(Data extracted from a collection)
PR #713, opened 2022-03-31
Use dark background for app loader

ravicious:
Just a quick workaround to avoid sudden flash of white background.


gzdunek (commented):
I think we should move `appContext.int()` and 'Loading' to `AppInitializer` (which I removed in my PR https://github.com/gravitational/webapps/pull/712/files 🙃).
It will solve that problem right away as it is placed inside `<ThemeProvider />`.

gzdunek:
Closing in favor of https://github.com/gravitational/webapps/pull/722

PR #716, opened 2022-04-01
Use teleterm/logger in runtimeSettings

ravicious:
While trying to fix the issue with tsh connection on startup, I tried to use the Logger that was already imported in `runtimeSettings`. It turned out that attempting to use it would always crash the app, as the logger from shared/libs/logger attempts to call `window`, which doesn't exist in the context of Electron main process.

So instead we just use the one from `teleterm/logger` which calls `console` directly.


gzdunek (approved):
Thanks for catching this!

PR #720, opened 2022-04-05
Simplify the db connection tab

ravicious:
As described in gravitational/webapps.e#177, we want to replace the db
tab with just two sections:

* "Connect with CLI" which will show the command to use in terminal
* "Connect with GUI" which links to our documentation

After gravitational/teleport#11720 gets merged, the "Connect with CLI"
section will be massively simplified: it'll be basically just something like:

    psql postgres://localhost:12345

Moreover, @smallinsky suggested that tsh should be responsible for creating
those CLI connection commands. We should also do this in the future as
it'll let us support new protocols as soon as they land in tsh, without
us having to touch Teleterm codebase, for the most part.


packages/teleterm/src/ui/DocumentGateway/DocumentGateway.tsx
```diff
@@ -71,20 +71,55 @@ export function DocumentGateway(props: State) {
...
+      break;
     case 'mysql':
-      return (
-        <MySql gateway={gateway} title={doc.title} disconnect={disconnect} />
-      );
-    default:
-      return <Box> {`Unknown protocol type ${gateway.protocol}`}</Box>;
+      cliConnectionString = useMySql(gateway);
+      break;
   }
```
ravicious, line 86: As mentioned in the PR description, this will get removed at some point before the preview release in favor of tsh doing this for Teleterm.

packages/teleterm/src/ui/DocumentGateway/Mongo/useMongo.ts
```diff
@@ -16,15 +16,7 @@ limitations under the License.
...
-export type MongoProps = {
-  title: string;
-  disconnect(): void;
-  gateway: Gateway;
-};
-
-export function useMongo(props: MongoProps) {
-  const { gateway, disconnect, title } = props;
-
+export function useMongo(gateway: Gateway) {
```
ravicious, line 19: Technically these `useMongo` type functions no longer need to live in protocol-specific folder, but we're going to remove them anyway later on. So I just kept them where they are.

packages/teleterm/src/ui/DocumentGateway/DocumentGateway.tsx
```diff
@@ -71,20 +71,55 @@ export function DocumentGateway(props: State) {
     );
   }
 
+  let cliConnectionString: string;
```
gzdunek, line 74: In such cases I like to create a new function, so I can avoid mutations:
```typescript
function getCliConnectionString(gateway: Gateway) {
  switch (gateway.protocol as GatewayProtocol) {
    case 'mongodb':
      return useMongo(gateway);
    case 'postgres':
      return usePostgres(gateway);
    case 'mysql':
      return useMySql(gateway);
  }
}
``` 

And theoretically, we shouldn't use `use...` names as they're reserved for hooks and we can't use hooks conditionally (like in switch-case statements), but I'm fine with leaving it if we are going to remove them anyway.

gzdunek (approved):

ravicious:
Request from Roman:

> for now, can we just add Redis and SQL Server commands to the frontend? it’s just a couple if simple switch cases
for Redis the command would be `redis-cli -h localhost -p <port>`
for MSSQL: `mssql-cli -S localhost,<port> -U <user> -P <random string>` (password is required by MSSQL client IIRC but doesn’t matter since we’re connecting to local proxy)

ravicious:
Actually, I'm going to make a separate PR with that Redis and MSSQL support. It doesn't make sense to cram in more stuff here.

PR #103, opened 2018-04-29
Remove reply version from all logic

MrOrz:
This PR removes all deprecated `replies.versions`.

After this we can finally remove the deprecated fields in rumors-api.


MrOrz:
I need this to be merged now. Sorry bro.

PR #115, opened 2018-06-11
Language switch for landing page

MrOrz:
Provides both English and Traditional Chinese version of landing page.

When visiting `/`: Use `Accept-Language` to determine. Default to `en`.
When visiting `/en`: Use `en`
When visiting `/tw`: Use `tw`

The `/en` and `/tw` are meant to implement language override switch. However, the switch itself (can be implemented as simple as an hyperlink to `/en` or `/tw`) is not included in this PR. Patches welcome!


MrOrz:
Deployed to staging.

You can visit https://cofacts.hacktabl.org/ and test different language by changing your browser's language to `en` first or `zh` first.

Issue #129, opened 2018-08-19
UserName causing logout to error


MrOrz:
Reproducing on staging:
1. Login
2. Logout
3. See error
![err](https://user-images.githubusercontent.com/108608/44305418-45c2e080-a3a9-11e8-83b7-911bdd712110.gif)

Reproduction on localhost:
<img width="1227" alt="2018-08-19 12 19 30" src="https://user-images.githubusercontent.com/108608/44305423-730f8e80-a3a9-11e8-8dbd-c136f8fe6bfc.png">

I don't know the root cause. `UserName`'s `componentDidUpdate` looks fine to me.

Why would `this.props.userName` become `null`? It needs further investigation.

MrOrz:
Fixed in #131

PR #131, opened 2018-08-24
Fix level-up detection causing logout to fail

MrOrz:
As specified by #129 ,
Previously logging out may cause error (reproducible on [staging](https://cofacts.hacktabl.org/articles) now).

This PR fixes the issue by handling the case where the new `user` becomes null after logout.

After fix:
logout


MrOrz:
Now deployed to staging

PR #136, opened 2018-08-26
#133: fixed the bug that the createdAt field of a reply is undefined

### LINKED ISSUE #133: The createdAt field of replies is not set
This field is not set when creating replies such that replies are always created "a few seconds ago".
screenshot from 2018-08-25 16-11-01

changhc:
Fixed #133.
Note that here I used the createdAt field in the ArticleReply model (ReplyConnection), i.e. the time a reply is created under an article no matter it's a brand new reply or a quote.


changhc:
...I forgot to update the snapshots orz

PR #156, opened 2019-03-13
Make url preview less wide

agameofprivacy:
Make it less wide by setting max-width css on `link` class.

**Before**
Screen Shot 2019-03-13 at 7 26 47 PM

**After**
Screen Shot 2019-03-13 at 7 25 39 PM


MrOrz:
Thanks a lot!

[EXERCISE REQUIREMENTS]:
Output every record above exactly as it was given.

[RESPONSE BOX]:
PR #713, opened 2022-03-31
Use dark background for app loader

ravicious:
Just a quick workaround to avoid sudden flash of white background.


gzdunek (commented):
I think we should move `appContext.int()` and 'Loading' to `AppInitializer` (which I removed in my PR https://github.com/gravitational/webapps/pull/712/files 🙃).
It will solve that problem right away as it is placed inside `<ThemeProvider />`.

gzdunek:
Closing in favor of https://github.com/gravitational/webapps/pull/722

PR #716, opened 2022-04-01
Use teleterm/logger in runtimeSettings

ravicious:
While trying to fix the issue with tsh connection on startup, I tried to use the Logger that was already imported in `runtimeSettings`. It turned out that attempting to use it would always crash the app, as the logger from shared/libs/logger attempts to call `window`, which doesn't exist in the context of Electron main process.

So instead we just use the one from `teleterm/logger` which calls `console` directly.


gzdunek (approved):
Thanks for catching this!

PR #720, opened 2022-04-05
Simplify the db connection tab

ravicious:
As described in gravitational/webapps.e#177, we want to replace the db
tab with just two sections:

* "Connect with CLI" which will show the command to use in terminal
* "Connect with GUI" which links to our documentation

After gravitational/teleport#11720 gets merged, the "Connect with CLI"
section will be massively simplified: it'll be basically just something like:

    psql postgres://localhost:12345

Moreover, @smallinsky suggested that tsh should be responsible for creating
those CLI connection commands. We should also do this in the future as
it'll let us support new protocols as soon as they land in tsh, without
us having to touch Teleterm codebase, for the most part.


packages/teleterm/src/ui/DocumentGateway/DocumentGateway.tsx
```diff
@@ -71,20 +71,55 @@ export function DocumentGateway(props: State) {
...
+      break;
     case 'mysql':
-      return (
-        <MySql gateway={gateway} title={doc.title} disconnect={disconnect} />
-      );
-    default:
-      return <Box> {`Unknown protocol type ${gateway.protocol}`}</Box>;
+      cliConnectionString = useMySql(gateway);
+      break;
   }
```
ravicious, line 86: As mentioned in the PR description, this will get removed at some point before the preview release in favor of tsh doing this for Teleterm.

packages/teleterm/src/ui/DocumentGateway/Mongo/useMongo.ts
```diff
@@ -16,15 +16,7 @@ limitations under the License.
...
-export type MongoProps = {
-  title: string;
-  disconnect(): void;
-  gateway: Gateway;
-};
-
-export function useMongo(props: MongoProps) {
-  const { gateway, disconnect, title } = props;
-
+export function useMongo(gateway: Gateway) {
```
ravicious, line 19: Technically these `useMongo` type functions no longer need to live in protocol-specific folder, but we're going to remove them anyway later on. So I just kept them where they are.

packages/teleterm/src/ui/DocumentGateway/DocumentGateway.tsx
```diff
@@ -71,20 +71,55 @@ export function DocumentGateway(props: State) {
     );
   }
 
+  let cliConnectionString: string;
```
gzdunek, line 74: In such cases I like to create a new function, so I can avoid mutations:
```typescript
function getCliConnectionString(gateway: Gateway) {
  switch (gateway.protocol as GatewayProtocol) {
    case 'mongodb':
      return useMongo(gateway);
    case 'postgres':
      return usePostgres(gateway);
    case 'mysql':
      return useMySql(gateway);
  }
}
``` 

And theoretically, we shouldn't use `use...` names as they're reserved for hooks and we can't use hooks conditionally (like in switch-case statements), but I'm fine with leaving it if we are going to remove them anyway.

gzdunek (approved):

ravicious:
Request from Roman:

> for now, can we just add Redis and SQL Server commands to the frontend? it’s just a couple if simple switch cases
for Redis the command would be `redis-cli -h localhost -p <port>`
for MSSQL: `mssql-cli -S localhost,<port> -U <user> -P <random string>` (password is required by MSSQL client IIRC but doesn’t matter since we’re connecting to local proxy)

ravicious:
Actually, I'm going to make a separate PR with that Redis and MSSQL support. It doesn't make sense to cram in more stuff here.

PR #103, opened 2018-04-29
Remove reply version from all logic

MrOrz:
This PR removes all deprecated `replies.versions`.

After this we can finally remove the deprecated fields in rumors-api.


MrOrz:
I need this to be merged now. Sorry bro.

PR #115, opened 2018-06-11
Language switch for landing page

MrOrz:
Provides both English and Traditional Chinese version of landing page.

When visiting `/`: Use `Accept-Language` to determine. Default to `en`.
When visiting `/en`: Use `en`
When visiting `/tw`: Use `tw`

The `/en` and `/tw` are meant to implement language override switch. However, the switch itself (can be implemented as simple as an hyperlink to `/en` or `/tw`) is not included in this PR. Patches welcome!


MrOrz:
Deployed to staging.

You can visit https://cofacts.hacktabl.org/ and test different language by changing your browser's language to `en` first or `zh` first.

Issue #129, opened 2018-08-19
UserName causing logout to error


MrOrz:
Reproducing on staging:
1. Login
2. Logout
3. See error
![err](https://user-images.githubusercontent.com/108608/44305418-45c2e080-a3a9-11e8-83b7-911bdd712110.gif)

Reproduction on localhost:
<img width="1227" alt="2018-08-19 12 19 30" src="https://user-images.githubusercontent.com/108608/44305423-730f8e80-a3a9-11e8-8dbd-c136f8fe6bfc.png">

I don't know the root cause. `UserName`'s `componentDidUpdate` looks fine to me.

Why would `this.props.userName` become `null`? It needs further investigation.

MrOrz:
Fixed in #131

PR #131, opened 2018-08-24
Fix level-up detection causing logout to fail

MrOrz:
As specified by #129 ,
Previously logging out may cause error (reproducible on [staging](https://cofacts.hacktabl.org/articles) now).

This PR fixes the issue by handling the case where the new `user` becomes null after logout.

After fix:
logout


MrOrz:
Now deployed to staging

PR #136, opened 2018-08-26
#133: fixed the bug that the createdAt field of a reply is undefined

### LINKED ISSUE #133: The createdAt field of replies is not set
This field is not set when creating replies such that replies are always created "a few seconds ago".
screenshot from 2018-08-25 16-11-01

changhc:
Fixed #133.
Note that here I used the createdAt field in the ArticleReply model (ReplyConnection), i.e. the time a reply is created under an article no matter it's a brand new reply or a quote.


changhc:
...I forgot to update the snapshots orz

PR #156, opened 2019-03-13
Make url preview less wide

agameofprivacy:
Make it less wide by setting max-width css on `link` class.

**Before**
Screen Shot 2019-03-13 at 7 26 47 PM

**After**
Screen Shot 2019-03-13 at 7 25 39 PM


MrOrz:
Thanks a lot!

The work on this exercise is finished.